EXERCISE DESCRIPTION:
Among the entries that follow, find every line with the word "link" and list it.

DATA SHOWN:
PR #3332, opened 2023-02-11
perf(server/index.ts): do not set cookies to image proxy so CDNs can cache images

lunks:
This is only a problem if CSRF protection is enabled.

#### Description

CDNs like Cloudflare bypass their cache if cookies are set in the response.
clearCookies middleware removes the header before imageproxy serves the image.

I initially considered creating a `middlewares` collection and removing CSRF protection from the list if it is present for the image proxy, but removing the header is a much simpler solution.

#### To-Dos

#### Issues Fixed or Closed

_none_

### DIFF
--- a/server/index.ts
+++ b/server/index.ts
@@ -17,6 +17,7 @@ import WebhookAgent from '@server/lib/notifications/agents/webhook';
 import WebPushAgent from '@server/lib/notifications/agents/webpush';
 import { getSettings } from '@server/lib/settings';
 import logger from '@server/logger';
+import clearCookies from '@server/middleware/clearcookies';
 import routes from '@server/routes';
 import imageproxy from '@server/routes/imageproxy';
 import { getAppVersion } from '@server/utils/appVersion';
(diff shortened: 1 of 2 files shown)


sct:
Curious why you are having cookies sent with your image proxy. I seem unable to reproduce. My images served through Cloudflare are returning hits for the cache.

lunks:
> Curious why you are having cookies sent with your image proxy. I seem unable to reproduce. My images served through Cloudflare are returning hits for the cache.

If you enable CSRF, it gets set on every request. Cloudflare works fine if I disable CSRF, but I want the extra security the CSRF token provides.

sct:
Ah right CSRF. I see. Got it.

sct (approved):

sct:
@all-contributors please add @lunks for code

sct:
@holopin-bot @lunks lets get a badge here!

lunks:
Thank you for merging my PR and for the awesome project :)

PR #505, opened 2019-05-14
Make cells into tab stops only when interactive

kevinwang-d2l:
In static views, the rubric table cells are not interactive, so they shouldn’t be focusable. This included the locked rubric view, rubric preview, and graded view.


d2l-rubric-criteria-group.js
```diff
@@ -605,6 +605,16 @@ Polymer({
...
-	}
+	},
+
+	_isStaticView: function() {
+		return this.readOnly || !this.assessmentHref;
+	},
 
+	_handleTabIndex: function() {
+		if (this._isStaticView()) {
+			return;
```
mpharoah-d2l: I would explicitly put `return undefined;` for clarity

kevinwang-d2l: thanks for the suggestion! updated

PR #508, opened 2019-05-21
US105635 -- Fixed hardcoded text

mpharoah-d2l:
LMS side: https://git.dev.d2l/projects/CORE/repos/platformtools/pull-requests/3089/overview

### DIFF
--- a/editor/d2l-rubric-criterion-editor.js
+++ b/editor/d2l-rubric-criterion-editor.js
@@ -243,7 +243,7 @@ $_documentContainer.innerHTML = /*html*/`<dom-module id="d2l-rubric-criterion-ed
 
 		<simple-overlay id="overlay" tabindex="-1" scroll-action="lock" class="with-margin scrollable"  with-backdrop>
 			<div>
-				<h2>Browse Outcomes </h2>
+				<h2>[[browseOutcomesText]]</h2>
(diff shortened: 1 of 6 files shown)


editor/d2l-rubric-criterion-editor.js
```diff
@@ -243,7 +243,7 @@ $_documentContainer.innerHTML = /*html*/`<dom-module id="d2l-rubric-criterion-ed
 
 		<simple-overlay id="overlay" tabindex="-1" scroll-action="lock" class="with-margin scrollable"  with-backdrop>
 			<div>
-				<h2>Browse Outcomes </h2>
+				<h2>[[browseOutcomesText]]</h2>
```
djwester: can't we just keep the 'Browse' and replace the 'outcomes' part of this with [[outcomesTitle]]. So something like:

`<h2> Browse [[outcomesTitle]]</h2>`

mpharoah-d2l: Because then we'd end up with things like 'Browse 標準'

djwester: well, yeah, but can't we localize Browse?

mpharoah-d2l: Word order isn't necessarily going to be consistent across languages

PR #509, opened 2019-05-21
setup d2l-rubric to use serge

djwester:


djwester:
there are new translations that should get in and we missed the serge run already.  I think this is correct?  Also, Can I get rid of the files in the old location?

d2l-rubric.serge.json
```diff
@@ -0,0 +1,21 @@
+{
+    "name": "d2l-rubric",
+    "source_dir": "lang",
+    "output_file_path": "lang/%LANG%.json",
```
rgoessl: Shouldn't this bt `build/lang/%LANG%.json`

rgoessl: Never mind

sarahboyd:
> there are new translations that should get in and we missed the serge run already. I think this is correct? Also, Can I get rid of the files in the old location?

I think serge only outputs json files, so we might need to change the files in`/lang` to be json instead of javascript and then do something like Dawood wanted to do for activity-alignments  (https://github.com/Brightspace/d2l-activity-alignments/pull/79)

mpharoah-d2l:
Looks like this is how its done for webcomponents:
https://github.com/BrightspaceHypermediaComponents/d2l-sequence-navigator/blob/master/localize-behavior.js

The language files are stored as JSON, then a script is run that autogenerates a javasript file for localization

djwester:
I have updated the `/lang` files to be `.json`

@mpharoah-d2l it looks like the link you shared has the translation hard coded in the function.  I'll look at how other components are doing it and see if there are any good 'generators' for the lang files that we can use, but for now I'm thinking we get this PR in so that we can kick off Serge to send the translations before it gets too late in the release cycle.

lang/ko.json
```diff
@@ -0,0 +1,135 @@
+import '@polymer/polymer/polymer-legacy.js';
```
rgoessl: What's wrong with this file?

lang/tr.json
```diff
@@ -0,0 +1,135 @@
+import '@polymer/polymer/polymer-legacy.js';
```
rgoessl: Not json

lang/ko.json
djwester: committed before saving - should be good now

PR #511, opened 2019-05-27
mobile grading rubric style improvements

kevinwang-d2l:
Capture2


kevinwang-d2l:
made some updates after getting feedback from rebecca

PR #513, opened 2019-05-31
change tab order of grading rubric 

kevinwang-d2l:
- Selecting a level in the rubric should be like selecting an option from a set of radio buttons. 
- The sequence of tab stops in the rubric should be as follows:


d2l-rubric-criteria-group.js
```diff
@@ -617,5 +639,38 @@ Polymer({
 			return undefined;
 		}
 		return 0;
+	},
+
+	_handleInvisibleFeedbackFocusin: function(event) {
+		var criterionNum = event.model.get('criterionNum');
+		var elem = dom(this.root).querySelector('#addFeedback' + this._getRowIndex(criterionNum));
+		elem.className = 'feedback-button-focused';
```
mpharoah-d2l: A slightly nicer way to do this is `elem.classList.add( 'feedback-button-focused'` and `elem.classList.remove( 'feedback-button-focused'`

kevinwang-d2l: thanks for the advice, changed accordingly

PR #528, opened 2019-07-11
WCAG US108465

kevinwang-d2l:
1. stop save-status from interrupting others in screen reader
2. set focus to add feedback button after clearing feedback
3. add aria-label to add feedback button 
4. aria-hidden on tooltip


d2l-rubric-criteria-group.js
```diff
@@ -367,8 +367,14 @@ Polymer({
...
 	},
 
-	_closeFeedback: function() {
+	_closeFeedback: function(event) {
 		this._addingFeedback = -1;
+		const criterionNum = +event.currentTarget.dataset.criterion;
+		var elem = dom(this.root).querySelector('#invisible-addFeedback' + this._getRowIndex(criterionNum));
+		this.async(function() {
+			elem.focus();
+		}.bind(this), 500);
```
djwester: Why do we need the wait here?

PR #535, opened 2019-08-12
[rubric] [ui] Render shell component w/ button to launch OU picker

stevenao:


editor/d2l-rubric-editor.js
```diff
@@ -343,6 +345,10 @@ $_documentContainer.innerHTML = /*html*/`<dom-module id="d2l-rubric-editor">
 							<d2l-link on-click="_openHelpDialog" href="">[[localize('helpAssociations')]]</d2l-link>
 						</div>
 					</div>
+					<div id="make-rubric-available-container" hidden$="[[!_canShare]]">
+						<label>[[localize('makeRubricAvailableHeader')]]</label>
```
mdulat: Is this accessible?

build/lang/en.js
```diff
@@ -31,7 +31,7 @@ D2L.PolymerBehaviors.Rubric.LocalizeBehavior.LangEnBehavior = {
 		'criterionNameAriaLabel': 'Criterion name',
 		'criterionOutOf': 'Criterion {name} is out of {value} points',
 		'criterionPlaceholder': 'Click to edit criterion',
-		'dashOutOf': '\u2014 / {outOf}',
+		'dashOutOf': '— / {outOf}',
```
mdulat: Why change these from unicode?

stevenao: the lang:build tool did it automatically. I am going to ask in the channel.

editor/d2l-rubric-editor.js
stevenao: I think label probably doesn't need aria help. Anyways, I think it is more of a placeholder rather than having anything functional yet.

mdulat: I just mean is it even read by the screen reader? Maybe it doesn't matter just yet, but should be checked once it's more than a placeholder.

build/lang/en.js
stevenao: "—" === '\u2014'
true

if you look at other lang json files, they are using the string presentation actually, so I guess it is just a different way of writing it.

PR #536, opened 2019-08-21
fixing rubric editor not saving properly when input is in focus

kevinwang-d2l:
`on-input` event occurs immediately after modification, unlike the `on-change` event, which occurs when the element loses focus

### DIFF
--- a/editor/d2l-rubric-criterion-editor.js
+++ b/editor/d2l-rubric-criterion-editor.js
@@ -261,7 +261,7 @@ $_documentContainer.innerHTML = /*html*/`<dom-module id="d2l-rubric-criterion-ed
 		<div style="display:flex; flex-direction:column;">
 			<div style="display:flex">
 				<div class="cell col-first criterion-name" hidden$="[[isHolistic]]">
-					<d2l-input-textarea id="name" aria-invalid="[[isAriaInvalid(_nameInvalid)]]" aria-label$="[[localize('criterionNameAriaLabel')]]" disabled="[[!_canEdit]]" value="[[entity.properties.name]]" placeholder="[[_getNamePlaceholder(localize, displayNamePlaceholder)]]" on-change="_saveName">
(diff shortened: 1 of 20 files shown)


editor/d2l-rubric-criterion-editor.js
```diff
@@ -261,7 +261,7 @@ $_documentContainer.innerHTML = /*html*/`<dom-module id="d2l-rubric-criterion-ed
 		<div style="display:flex; flex-direction:column;">
 			<div style="display:flex">
 				<div class="cell col-first criterion-name" hidden$="[[isHolistic]]">
-					<d2l-input-textarea id="name" aria-invalid="[[isAriaInvalid(_nameInvalid)]]" aria-label$="[[localize('criterionNameAriaLabel')]]" disabled="[[!_canEdit]]" value="[[entity.properties.name]]" placeholder="[[_getNamePlaceholder(localize, displayNamePlaceholder)]]" on-change="_saveName">
+					<d2l-input-textarea id="name" aria-invalid="[[isAriaInvalid(_nameInvalid)]]" aria-label$="[[localize('criterionNameAriaLabel')]]" disabled="[[!_canEdit]]" value="[[entity.properties.name]]" placeholder="[[_getNamePlaceholder(localize, displayNamePlaceholder)]]" on-change="_saveName" on-input="_saveName">
```
djwester: Does this mean we are saving with every keystroke?

kevinwang-d2l: yea, it's pretty much equivalent to `keydown`

djwester: hmm, that might lead to a lot of network traffic, since we would need to call the API every time we save right?

kevinwang-d2l: hmm good point, guess I should add `debounce `....

kevinwang-d2l:
I'm getting the same test failures on the master branch... @djwester @mpharoah-d2l  not sure what is going on... 🤔

djwester:
I wonder if those tests were broken by the changes @stevenao made.  Looks like things were committed with a red build last week and the tests didn't even run.

Steven can you take a look at this?

PR #542, opened 2019-09-23
DE36087 - fix rubric input autosave

xiangqiyan:


xiangqiyan:
Gonna have to make some more changes. Seems like this broke adding levels when rich text is enabled. Also if the api call to update the rubric takes longer than 0.5s to complete then there could still be problems with new input changes being overwritten.

PR #547, opened 2019-10-01
DE36245 - Fix feedback not saving on ipad

xiangqiyan:


xiangqiyan:
I'm pretty sure this issue is caused by the rubric being embedded in an iframe in the assess rubric popup. On iOS clicking the close button doesn't cause the feedback input to blur and I think it's because the button is part of a different window.

PR #561, opened 2019-10-28
Localization updates

apalaniuk:
- Add `fr-fr` to automated build and reprocess files to reduce language-checkr errors
- Move localization scripts as `lang` prefix was causing `language-checkr` to analyze contained JSON files


build/lang/fi.js
```diff
@@ -77,7 +77,7 @@ D2L.PolymerBehaviors.Rubric.LocalizeBehavior.LangFiBehavior = {
 		'pointsAreRequired': 'Point value is required',
 		'pointsMinimum': '{number} {number, plural, one {point} other {points}} minimum',
 		'pointsSaveFailed': 'Saving points failed',
-		'percentage': '\{number\} %',
```
apalaniuk: change: looks like this was a bug in the translation

PR #563, opened 2019-10-29
Rubric assessment error and autosave fix

xiangqiyan:


djwester:
We need to get this in so that we can test and ship a hotfix. Please merge even with broken tests and follow up with another PR later to fix the tests.

PR #800, opened 2024-10-29
Move track to its own package

edwardrf:


src/cmd/cli/command/commands.go
```diff
@@ -32,6 +33,10 @@ import (
 const authNeeded = "auth-needed" // annotation to indicate that a command needs authorization
 var authNeededAnnotation = map[string]string{authNeeded: ""}
 
+func P(name string, value interface{}) cliClient.Property {
+	return cliClient.Property{Name: name, Value: value}
+}
+
```
edwardrf, line 39: A little copying to avoid circular dependency

src/cmd/cli/command/commands.go
```diff
@@ -1021,3 +1029,7 @@ func awsInEnv() bool {
 func doInEnv() bool {
 	return os.Getenv("DIGITALOCEAN_ACCESS_TOKEN") != "" || os.Getenv("DIGITALOCEAN_TOKEN") != ""
 }
+
+func IsCompletionCommand(cmd *cobra.Command) bool {
+	return cmd.Name() == cobra.ShellCompRequestCmd || (cmd.Parent() != nil && cmd.Parent().Name() == "completion")
+}
```
edwardrf, line 1035: Intentional copying to avoid dependency (circle)

lionello (approved):

src/pkg/track/track.go
```diff
@@ -1,53 +1,58 @@
...
+	go func() {
 		defer trackWG.Done()
-		_ = client.Track(name, props...)
-	}(client)
+		if Fabric == nil {
+			term.Debugf("No FabricClient to track event: %v", name)
+			return
+		}
+		Fabric.Track(name, props...)
+	}()
```
lionello, line 38: pass `Fabric` as arg

edwardrf: Great call!

src/pkg/cli/connect.go
```diff
@@ -69,6 +70,7 @@ func Connect(cluster string, loader client.ProjectLoader) client.GrpcClient {
 
 func NewClient(ctx context.Context, cluster string, providerID client.ProviderID, loader client.ProjectLoader) (client.FabricClient, client.Provider) {
 	grpcClient := Connect(cluster, loader)
+	track.Fabric = grpcClient // Update track client
```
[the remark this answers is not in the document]
edwardrf: No, this is inline with the current behavior, where the global `client` variable gets updated by the `NewClient` call returned value, and if the track happens before it, an lazily initialized client with `cluster` is created.
Update the client here to make sure we get an updated access token after login.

EXERCISE RESPONSE:
@mpharoah-d2l it looks like the link you shared has the translation hard coded in the function.  I'll look at how other components are doing it and see if there are any good 'generators' for the lang files that we can use, but for now I'm thinking we get this PR in so that we can kick off Serge to send the translations before it gets too late in the release cycle.
 							<d2l-link on-click="_openHelpDialog" href="">[[localize('helpAssociations')]]</d2l-link>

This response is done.